As such this is more a guide on getting the two things installed and working – if you have any more luck than I do on getting navigating Ajax working then let me know!!

XULRunner

First things first, I downloaded the Windows version of XULRunner from (look in the runtimes directory!):

http://releases.mozilla.org/pub/mozilla.org/xulrunner/releases/

(Unpacking takes a while the 8.23MB download contained 302 items totalling 18.8MB!)

Crowbar

Not such a simple download for the uninitiated. It’s not actually released, so it uses Subversion to store its files – you’ll need a Subversion client to download it. I don’t have one on the machine I’m working on, so another post will cover the in’s and out’s of downloading Crowbar with subversion.
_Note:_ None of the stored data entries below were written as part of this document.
PR #326, opened 2025-12-08
Some fixes/enhancements for polls

olorin99:
- Disable voting on poll after poll expires.
- Show time until poll expiration.
- During poll creation allow reordering choices.
- Change "Unlimited" poll duration option to have a duration of 100 years. Turns out passing a null expiration date defaults to 3 days. Figure 100 years is long enough to count as "unlimited".

### DIFF
--- a/lib/l10n/app_en.arb
+++ b/lib/l10n/app_en.arb
@@ -569,14 +569,6 @@
       }
     }
   },
-  "pollExpiry_years": "{count} {count, plural, =1{year} other{years}} left",
-  "@pollExpiry_years": {
-    "placeholders": {
-      "count": {
-        "type": "int"
-      }
-    }
-  },
   "pollExpiry_days": "{count} {count, plural, =1{day} other{days}} left",
   "@pollExpiry_days": {
     "placeholders": {
--- a/lib/src/screens/feed/create_screen.dart
+++ b/lib/src/screens/feed/create_screen.dart
@@ -624,5 +624,5 @@ SelectionMenu<Duration?> pollDuration(BuildContext context) =>
       SelectionMenuItem(value: Duration(days: 1), title: l(context).pollDuration_days(1)),
       SelectionMenuItem(value: Duration(days: 3), title: l(context).pollDuration_days(3)),
       SelectionMenuItem(value: Duration(days: 7), title: l(context).pollDuration_days(7)),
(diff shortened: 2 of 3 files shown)


lib/l10n/app_en.arb
```diff
@@ -545,6 +569,46 @@
...
     }
   },
+  "pollExpiry_years": "{count} {count, plural, =1{year} other{years}} left",
+  "@pollExpiry_years": {
+    "placeholders": {
+      "count": {
+        "type": "int"
+      }
+    }
+  },
```
jwr1: I can't imagine many polls setting their duration to an amount in years, so I think this is unnecessary (especially since the max on PieFed's web UI is only 7 days). We could just cap the units at days (so 1 year would display as 365 days).

lib/src/screens/feed/create_screen.dart
```diff
@@ -599,12 +617,12 @@ class _CreateScreenState extends State<CreateScreen> {
...
-      SelectionMenuItem(value: Duration(days: 7), title: '7 days'),
-      SelectionMenuItem(value: Duration(), title: 'Unlimited'),
+      SelectionMenuItem(value: Duration(minutes: 30), title: l(context).pollDuration_minutes(30)),
+      SelectionMenuItem(value: Duration(hours: 1), title: l(context).pollDuration_hours(1)),
+      SelectionMenuItem(value: Duration(hours: 6), title: l(context).pollDuration_hours(6)),
+      SelectionMenuItem(value: Duration(hours: 12), title: l(context).pollDuration_hours(12)),
+      SelectionMenuItem(value: Duration(days: 1), title: l(context).pollDuration_days(1)),
+      SelectionMenuItem(value: Duration(days: 3), title: l(context).pollDuration_days(3)),
+      SelectionMenuItem(value: Duration(days: 7), title: l(context).pollDuration_days(7)),
+      SelectionMenuItem(value: Duration(days: 365 * 100), title: 'Unlimited'),
```
jwr1: It seems like 1 year (365 days) would be sufficient as the max value (and then update the title). Especially considering the max duration on PieFed's web UI is only 7 days.

```suggestion
      SelectionMenuItem(value: Duration(days: 365), title: l(context).pollDuration_days(365)),
```

jwr1 (approved):

PR #345, opened 2025-12-22
Modlog

olorin99:
Adds modlog for Mbin and lemmy (Piefed doesn't have API support yet).
Modlog is available from community menu for Mbin and from both community and user menus for Lemmy.
Also have a instance level modlog under the 'About' page in settings. We should probably add an instance page with instance info (admins, rules, etc) where this would be better placed but for now I figured under About made most sense.

Still needs a lot of testing but some feedback would be good. Should I include the deleted post/comment in the UI since you sort of expect to see unpleasant stuff in the modlog or should I obscure them.

Screenshot from 2025-12-22 23-00-46

### DIFF
--- a/lib/src/widgets/content_item/content_info.dart
+++ b/lib/src/widgets/content_item/content_info.dart
@@ -52,61 +52,46 @@ class ContentInfo extends StatelessWidget {
   Widget build(BuildContext context) {
     final warning = filterListWarnings == null || filterListWarnings!.isEmpty
         ? null
-        : Padding(
-            padding: const EdgeInsets.only(right: 10),
-            child: Tooltip(
-              message: l(
-                context,
-              ).filterListWarningX(filterListWarnings!.join(', ')),
-              triggerMode: TooltipTriggerMode.tap,
-              child: const Icon(
-                Symbols.warning_amber_rounded,
-                color: Colors.red,
-              ),
-            ),
+        : Tooltip(
+            message: l(
+              context,
+            ).filterListWarningX(filterListWarnings!.join(', ')),
+            triggerMode: TooltipTriggerMode.tap,
+            child: const Icon(Symbols.warning_amber_rounded, color: Colors.red),
           );
 
     final pinned = !isPinned
         ? null
-        : Padding(
-            padding: const EdgeInsets.only(right: 10),
-            child: Tooltip(
-              message: l(context).pinnedInCommunity,
-              triggerMode: TooltipTriggerMode.tap,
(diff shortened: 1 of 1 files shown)


jwr1:
Sure, I'm a bit busy this week, but I'll take a look when I get a chance! At first glance, since the mod log is quite a dense view in general, maybe we'd want to ditch the cards and just use dividers between items (or at least see what it looks like).

olorin99:
Removed the cards and added some dividers. I reckon this does look better.
Screenshot from 2025-12-27 23-54-15

jwr1:
Yeah, it does seem like we'd need to remove the dividers that are within each report, though. It took me a minute while looking at the screenshot, because it looked like the sections with "Content:" were a whole separate report. Besides that I think it looks pretty good, and I like the color coded flairs that are used for the different mod log types.

olorin99:
Think I've gotten everything. Mbin has less functionality as some things aren't returned in the API response. Mod added/removed and post pinned/unpinned won't link to the corresponding item as the user and post aren't available in the response. I think everything else should work though.

lib/src/api/moderation.dart
```diff
@@ -10,6 +11,90 @@ const _postTypeMbinComment = {
...
+  postDeleted,
+  postRestored,
+  commentDeleted,
+  commentRestored,
+  postPinned,
+  postUnpinned,
+  post_deleted,
+  post_restored,
+  post_comment_deleted,
+  post_comment_restored,
```
jwr1: These should be camel case right?

olorin99:
Made an issue [here](https://github.com/MbinOrg/mbin/issues/1931).

The user/community info should wrap now when there's not enough space. 
Screenshot from 2026-01-03 22-07-41

It's the same widget thats used for posts and comments so the user/community will wrap there too.
Screenshot from 2026-01-03 22-06-49

jwr1:
> Made an issue [here](https://github.com/MbinOrg/mbin/issues/1931).

Thank you!

> The user/community info should wrap now when there's not enough space.

I could be remembering wrong, but I believe previously the content info widget should have truncated the community and user names to prevent overflowing, so I thought we could just do the same here. I could work on that though, unless you want to.

olorin99:
That would be better. I looked through the diff of #304 with the post layout change and couldn't see where the user/community names would be truncated and can't think of any other PRs where it might have changed but if you have an idea of how to do it then that would be great.

olorin99:
Awesome thanks. Was just missing correct placement of `Expanded` and `Flexible`.

PR #358, opened 2026-01-22
Navigation update

olorin99:
I believe I've switched all the navigation across to using auto_route now. Next step is to make sure all the paths make sense and that path parameters match up.

I've also started on making sure it works on web. Two biggest issues so far seem to be with file io and checking the platform. Apparently `Platform.isAndroid`, `Platform.isLinux` etc don't work on web so I've had to add some util functions that check if it is web before checking the platform. Haven't switched out all the platform checks yet so some pages might throw errors but the main feed should show up on web now.

It looks like a really big diff but most (~13K) of the added lines come from adding a file for drift to work on web. 'web/drift_worker.dart.js'

### DIFF
--- a/lib/src/controller/controller.dart
+++ b/lib/src/controller/controller.dart
@@ -512,7 +512,9 @@ class AppController with ChangeNotifier {
         final result = Uri.parse(
           await FlutterWebAuth2.authenticate(
             url: authorizationUrl.toString(),
-            callbackUrlScheme: oauthRedirectUri.scheme,
+            callbackUrlScheme: PlatformIs.linux || PlatformIs.windows
+                ? oauthRedirectUri.toString()
+                : oauthRedirectUri.scheme,
           ),
         ).queryParameters;
 


lib/src/widgets/redirect_listen.dart
```diff
@@ -24,29 +27,37 @@ class RedirectListener extends StatefulWidget {
...
   Future<Uri> _listenForAuth() async {
-    HttpServer server = await HttpServer.bind(_redirectHost, _redirectPort);
-    await launchUrl(widget.initUri);
-    final req = await server.first;
+    if (!PlatformUtils.isWeb) {
+      _httpServer = await HttpServer.bind(_redirectHost, _redirectPort);
+      _httpServer?.listen((req) async {
+        req.response.statusCode = 200;
+        req.response.headers.set('content-type', 'text/plain');
+        req.response.writeln(l(context).redirectReceivedMessage);
```
jwr1: With the `flutter_web_auth_2` package, do we still need this here?

lib/src/api/oauth.dart
```diff
@@ -23,14 +24,18 @@ const oauthScopes = [
 Future<String> registerOauthApp(String instanceHost) async {
   const path = '/api/client';
 
+  final redirectUrl = PlatformUtils.isWeb
+      ? 'http://${Uri.base.host}:${Uri.base.port}/auth.html'
```
jwr1: Is this meant to be hard coded with `http`?

lib/src/controller/controller.dart
```diff
@@ -502,18 +507,18 @@ class AppController with ChangeNotifier {
           tokenEndpoint,
         );
 
+        final redirectUrl = PlatformUtils.isWeb
+            ? 'http://${Uri.base.host}:${Uri.base.port}/auth.html'
+            : redirectUri;
```
jwr1: This looks like the same logic as from `oauth.dart`. Could you combine it into one global variable? Maybe replacing the old `redirectUri` variable if it's not needed.

lib/src/screens/account/messages/message_thread_screen.dart
jwr1, line 1: What is the additional `userId` parameter here needed for? The message threads should be primarily represented by `threadId`.

lib/src/widgets/redirect_listen.dart
jwr1, line 1: Also, do we still need to manually create a web view, or will `flutter_web_auth_2` do that as well?

lib/main.dart
```diff
@@ -25,15 +25,15 @@ void main() async {
...
+  if (PlatformUtils.isDesktop) {
     await windowManager.ensureInitialized();
 
     // Get smallest dimensions of available displays and set minimum window
     // size to be a 16th of those dimensions.
     final screenSize = PlatformDispatcher.instance.displays
         .map((display) => display.size)
         .reduce((a, b) => Size(min(a.width, b.width), min(a.height, b.height)));
-    final minWindowSize = screenSize / 4;
+    final minWindowSize = screenSize / 8;//4;
```
jwr1:
```suggestion
    final minWindowSize = screenSize / 8;
```

We probably don't need this comment here.

lib/src/controller/router.dart
jwr1, line 1: It looks like the file that gets generated from this is not in `.gitignore`. We aren't supposed to check it in though right?

lib/src/utils/utils.dart
```diff
@@ -325,3 +327,53 @@ Future<void> pushRoute(
...
+  }
+
+  static bool get isLinux {
+    if (kIsWeb) {
+      return false;
+    } else {
+      return Platform.isLinux;
+    }
+  }
+}
```
jwr1, line 343:
```suggestion
class PlatformUtils {
  static const bool isWeb = kIsWeb;

  static final bool isAndroid = !isWeb && Platform.isAndroid;
  static final bool isIOS = !isWeb && Platform.isIOS;
  static final bool isLinux = !isWeb && Platform.isLinux;
  static final bool isMacOS = !isWeb && Platform.isMacOS;
  static final bool isWindows = !isWeb && Platform.isWindows;

  static final bool isMobile = isAndroid || isIOS;
  static final bool isDesktop = isLinux || isMacOS || isWindows;
}
```

Just to make it more concise, and maybe ever so slightly more performant.

lib/src/controller/router.dart
jwr1, line 1: This file is important enough we could move it outside the `utils` directory.

lib/src/controller/controller.dart
```diff
@@ -141,17 +144,19 @@ class AppController with ChangeNotifier {
       .update(database.miscCache)
       .write(MiscCacheCompanion(expandNavDomains: Value(value)));
 
-  Future<File> get logFile async {
+  Future<File?> get logFile async {
+    if (kIsWeb) return null;
```
jwr1:
```suggestion
    if (PlatformUtils.isWeb) return null;
```

Just for consistency.

lib/src/controller/database.dart
```diff
@@ -472,6 +484,7 @@ Future<void> deleteTables() async {
 }
 
 Future<bool> migrateDatabase() async {
+  if (kIsWeb) return false;
```
jwr1:
```suggestion
  if (PlatformUtils.isWeb) return false;
```

Just for consistency.

lib/src/controller/router.dart
jwr1, line 1: Should we try to make some of these routes more consistent with existing frontends? For example, almost every platform uses /u/namehere for users and /c/namehere for communities (except Mbin of course).

I also think there's an issue with the numeric id routes (threads, microblogs, comments), where they are not server agnostic, which would be an issue if you tried to copy-paste a link from one server to another. Some Lemmy frontends solve this by having the server domain in the path. I also think it would be nice to have the community name in the path as well.

Just as a reference, here are a few example links from other frontends:

Voyager:
`https://vger.app/posts/lemmy.zip/u/Stamets@lemmy.dbzer0.com`
`https://vger.app/posts/lemmy.zip/c/whitepeopletwitter@sh.itjust.works/comments/57940056`

Blorp:
`https://blorpblorp.xyz/home/c/technology@lemmy.world/posts/https%3A%2F%2Flemmy.world%2Fpost%2F42282750`
(blorp interestingly uses the AP-id in the URL)

Alexandrite:
`https://a.lemmy.world/lemmy.world/post/42382934`

I realize these would probably be some pretty big changes though, so we could definitely save it for a different PR, especially considering this one is already huge.

lib/src/screens/account/messages/message_thread_screen.dart
olorin99: The `userId` is used mainly for filtering messages on Lemmy and Piefed and for creating a new thread on Mbin. Although I believe Piefed added a endpoint to fetch a thread similar to Mbin so it might be worthwhile changing how messages work with Piefed.

lib/src/widgets/redirect_listen.dart
olorin99: I believe it's needed for desktop but not for web or mobile targets. I'll do some testing.

lib/src/widgets/redirect_listen.dart
olorin99: That should be handled for us too.

lib/src/controller/router.dart
olorin99: Yeah it would be good to be consistent with the other frontends. I think blorp's way of using the apid is probably the best from a compatibility with different servers standpoint. Especially for sharing links. But we would have to support fetching via the apid rather than server specific id, so maybe down the road.

Should we do something like
`https://interstellar.com/${instance}/u/${user_name}`
`https://interstellar.com/${instance}/c/${community_name}/thread/${postId}`
`https://interstellar.com/${instance}/c/${community_name}/microblog/${postId}`

I also want to add routes for the different feed filters. e.g. `/all`, `/subscribed`, `/moderated` etc.
So yeah this PR should be for getting it working and then in another PR we can make sure the routes are consistent and comprehensive.

jwr1: I also think it would be nice to support a "default" instance, in case Interstellar is set up as an alternative frontend. For example, if I set up Interstellar running at i.kbin.earth, it would be nice if I could set kbin.earth to be the default server, and the URL path not include the domain if you are signed into kbin.earth. I think the path would look cleaner this way, and I could see this being useful if you want to view a link on the alternative frontend, just by changing the domain in your browser. So you might be able to do the following:

https://kbin.earth/u/jwr1 -> https://i.kbin.earth/u/jwr1
https://kbin.earth/m/steamdeck@sopuli.xyz/t/2360294/ -> https://i.kbin.earth/m/steamdeck@sopuli.xyz/t/2360294/ -> https://i.kbin.earth/c/steamdeck@sopuli.xyz/thread/2360294/ (we could set up a redirect in the router to make this once work.)

lib/src/widgets/redirect_listen.dart
olorin99: So it seems it isn't needed with the `useWebview` option set to true. However the app freezes. The authentication works but immediately after the webview closes the app freezes. Restarting the app opens with the account logged in so it does "technically" work just probably really annoying for users.

The error reported is
`embedder.cc (2575): 'FlutterEngineRemoveView' returned 'kInvalidArguments'. Remove view info was invalid. The implicit view cannot be removed.` and then a bunch of eglContext errors as flutter tries and fails to rebuild the opengl context.

lib/src/controller/router.dart
olorin99: That would be neat. Like being able to switch between old.reddit.com and reddit.com without changing the rest of the url.

lib/src/widgets/redirect_listen.dart
jwr1: Ok, we can leave it for now then.

olorin99:
Can confirm it works for me on linux.

lib/src/controller/database/database.dart
olorin99: @jwr1 Do we need this? Because it breaks the web build. Could probably write a conditional import to import either the native or web version but if it is only for debug builds it might not be worth it.

jwr1: No, we don't really need it, it was just recommended just for verification.

PR #359, opened 2026-01-28
Emoji picker for PieFed reactions and markdown editor

jwr1:
In this PR:

- PieFed emoji reactions are displayed above the post/comment action row (even in the feed).

- While signed in, clicking on a present emoji reaction will select the same emoji for you.
- Custom server specific emoji reactions are displayed.

- An emoji picker (used for PieFed reactions and MD editor), with support for searching emojis, and emoji groups with buttons to scroll to the section. Emoji data is pulled in from [emojibase](https://github.com/milesj/emojibase) on app build (with build_runner). Emoji searching uses a Trie data structure for super efficient string prefix lookup (based on emoji labels, tags, and emoticons).

In another PR:

- Custom emoji picker groups, including quick access emojis and PieFed server specific emojis.
- If the screen is too narrow for the current emoji picker, split emoji groups across two lines and use that as the picker width.

### DIFF
--- a/lib/src/widgets/content_item/action_buttons.dart
+++ b/lib/src/widgets/content_item/action_buttons.dart
@@ -1,8 +1,10 @@
 import 'package:flutter/material.dart';
+import 'package:interstellar/src/controller/controller.dart';
 import 'package:interstellar/src/widgets/emoji_picker/emoji_picker.dart';
 import 'package:interstellar/src/widgets/loading_button.dart';
 import 'package:material_symbols_icons/symbols.dart';
 import 'package:interstellar/src/utils/utils.dart';
+import 'package:provider/provider.dart';
 
 class ActionButtons extends StatelessWidget {
   const ActionButtons({
@@ -45,6 +47,8 @@ class ActionButtons extends StatelessWidget {
 
   @override
   Widget build(BuildContext context) {
+    final ac = context.watch<AppController>();
+
     final comments = Row(
       mainAxisSize: MainAxisSize.min,
       children: [
@@ -78,7 +82,7 @@ class ActionButtons extends StatelessWidget {
     final voting = Row(
       mainAxisSize: MainAxisSize.min,
       children: [
-        if (onEmojiReact != null)
+        if (onEmojiReact != null && !ac.profile.hideEmojiReactions)
           EmojiPicker(
             childBuilder: (onClick, focusNode) => IconButton(
               onPressed: onClick,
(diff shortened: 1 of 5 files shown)


lib/src/models/post.dart
```diff
@@ -102,6 +103,7 @@ abstract class PostModel with _$PostModel {
     required List<Tag> flairs,
     required PollModel? poll,
     required String? apId,
+    required List<EmojiReactionModel>? emojiReactions,
```
olorin99, line 106: Is there a benefit to having this nullable rather than just defaulting to an empty list? That way the `widget.emojiReactions != null && widget.emojiReactions!.isNotEmpty` check in content item could just be `widget.emojiReactions.isNotEmpty` since an empty list and a null would be treated the same anyway.

lib/src/widgets/content_item/content_item.dart
```diff
@@ -522,7 +526,44 @@ class _ContentItemState extends State<ContentItem> {
                         ),
                       ],
                     ),
-                  if (!profile.hideActionButtons)
+                  if (widget.emojiReactions != null &&
```
olorin99, line 529: Might be good to have a setting to disable emojis, since some people like them and some people really hate emojis with a passion.

lib/src/widgets/content_item/action_buttons.dart
```diff
@@ -74,6 +78,15 @@ class ActionButtons extends StatelessWidget {
     final voting = Row(
       mainAxisSize: MainAxisSize.min,
       children: [
+        if (onEmojiReact != null)
```
olorin99: Should also add an emoji picker to actions of the context menu. So that reacting is still available when the action buttons are hidden.

jwr1:
I think it would be a good idea to create an abstract menu system. One that displays full screen bottom sheet modals on small screens, but displays floating menus on large screens. I won't do that in this pr though.

lib/src/models/post.dart
jwr1: Where possible, I do like to have models use null to represent a missing feature, and an empty value to represent an existing feature but with no data. This means hopefully less platform checks in UI code. For example, when displaying the number of boosts on a button, instead of checking "is platform Mbin", we just check, "is post.boosts not null". In the case of emoji reactions, if Mbin later adds the ability, the idea is that we would only need to update the model and the API code, but not the UI code.

jwr1: Looking back at the code, it looks like my boosts example didn't hold, but you can at least see it with the `notificationControlStatus` property.

I'm sure you get the point though :)

jwr1: Unfortunately, it looks like PieFed returns `null` (instead of an empty list) when there are no reactions, so that kind of conflicts with how I was doing things.

olorin99: Yeah that makes sense.

PR #365, opened 2026-02-11
Add option to set default action for links.

### LINKED ISSUE #271: default option for link opening pop-up
### Describe the feature

add an option to decide a default option when opening links (copy link, open in browser, open in webview)

### Additional context

_No response_

olorin99:
Allows changing the default action when clicking on a link. 
Available actions include
- Share
- Copy
- Open in browser
- Open in webview
- Open secondary menu.

Closes #271

### DIFF
--- a/lib/src/widgets/open_webpage.dart
+++ b/lib/src/widgets/open_webpage.dart
@@ -28,6 +28,10 @@ enum LinkAction {
         shareUri(uri);
       case LinkAction.copy:
         await Clipboard.setData(ClipboardData(text: uri.toString()));
+        if (!context.mounted) return;
+        scaffoldMessengerKey.currentState?.showSnackBar(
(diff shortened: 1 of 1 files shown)


lib/src/widgets/open_webpage.dart
```diff
@@ -3,15 +3,47 @@ import 'dart:async';
...
+  openInBrowser,
+  openInWebview,
+  menu;
+
+  Future<void> call(BuildContext context, Uri uri) async {
+    switch (this) {
+      case LinkAction.share:
+        shareUri(uri);
+      case LinkAction.copy:
+        await Clipboard.setData(ClipboardData(text: uri.toString()));
```
jwr1, line 30: Could we have an indicator that the copy went through, just so it doesn't look like nothing happened when copy is the default? Maybe a 1 second snack bar or something similar?

PR #366, opened 2026-02-11
Moderate lock

olorin99:
Add moderator actions for locking posts on Mbin and Piefed and for locking comments on Piefed.

### DIFF
--- a/lib/l10n/app_en.arb
+++ b/lib/l10n/app_en.arb
@@ -375,6 +375,7 @@
   "settings_debug_clearReadPosts": "Clear read posts",
   "settings_debug_clearFeedCache": "Clear feed cache",
   "settings_debug_clearTags": "Clear user tags",
+  "settings_debug_clearOauth": "Clear Oauth identifiers",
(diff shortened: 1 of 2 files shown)


lib/src/models/post.dart
```diff
@@ -248,6 +251,7 @@ abstract class PostModel with _$PostModel {
       isPinned:
           lemmyPost['featured_community']! as bool ||
           lemmyPost['featured_local']! as bool,
+      isLocked: false,
```
jwr1:
```suggestion
      isLocked: lemmyPost['locked']! as bool ,
```

We could still use this to prevent people from trying to reply on a locked Lemmy post.

jwr1 (changes requested):
Just found those three things, looks great otherwise!

lib/src/models/post.dart
olorin99: Also added the lemmy api for locking a post. Moderator actions aren't enabled on lemmy yet but it's there for the future.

All Downloaded and Unpacked – Onwards we go!

Back to the instructions here, which tell me once I’ve done all this to open a command prompt (thankfully a place I’m familiar with) and run:

c:\> %XULRUNNER_HOME%\xulrunner.exe --install-app %CROWBAR%\xulapp
c:\> cd %CROWBAR%\xulapp
c:\> %XULRUNNER_HOME%\xulrunner.exe application.ini

Windows Firewall blocked the program but that was kind of expected, so I unblocked that.
I now have a Crowbar window and an Error Console, apparently I can use Crowbar by visting:

http://127.0.0.1:10000/

On doing so, a nice little web window pops up similar to a web proxy, asking me what page I want to fetch.

I inserted my Ajax based page and the next thing I know, I’m being presented with all the source code for that page, which includes all the output from the Javascript that wouldn’t be there when I did a PHP curl get on the page!!

Now apparently I can run this using curl (why can I see me having to install a fair bit of software on my laptop to get this all working over there?).

OK, so all well and good we’ve fetched one page, but that page has a dropdown box on it that forces the entire page to change – how do I go about “Crowbarring” my way around that?

With little documentation I can’t see a way… Back to the drawing/scraping board?